1 Faculty of Civil Engineering and Geodesy, Surveying Engineering Department, Graduate University of Advanced Technology

2 Naval Academy Research Institute, France

3 Sahand University of Technology


Nowadays, the very large volumes of trajectory datasets generated by many users and applications offer many opportunities for deriving trends and patterns. Extracting patterns and outliers from people’s movements in urban networks is one of the directions worth being explored. For instance, detecting spatial and temporal similarities between trajectory data at different scales and levels of granularity is an important issue. The research developed in this paper introduces a framework based on PCA and K-means methods, and whose objective is to extract similar trajectories from raw trajectory datasets.
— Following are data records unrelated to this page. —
PR #555, opened 2025-10-03
feat(ast): add some methods to BinOpKind, DataLocation

DaniPopes:


crates/ast/src/ast/expr.rs
```diff
@@ -294,6 +283,14 @@ impl UnOpKind {
     pub const fn is_postfix(self) -> bool {
         !self.is_prefix()
     }
+
+    /// Returns `true` if the operator is modifying.
```
onbjerg: is mutating a better word here?

onbjerg (approved):

PR #559, opened 2025-10-05
feat: implement HIR builder

### LINKED ISSUE #64: Implement HIR builder
### Describe the feature

Implement a HIR builder that constructs HIR nodes using a bunch of helper methods.

Example:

The approach is first based on a prior characterization of a trajectory with a series of geometric and semantic descriptors. Next, an application of several measures of entropy favors the statistical evaluation of the internal distribution of the main trajectory primitives. Last, and this is the main contribution of this paper, a PCA method is applied to reduce the dimension of the generated primitive data, and finally a K-means clustering technique is used for deriving similarity measures between different trajectories. The whole framework is experimented on top of the Geolife public domain dataset that includes several hundreds of human trajectories in the city of Beijing. The results that emerge show that the whole approach allows for the detection of trajectory similarity patterns using either physical or geometric criteria. Also, similarity detection could be applied for various direction and scales.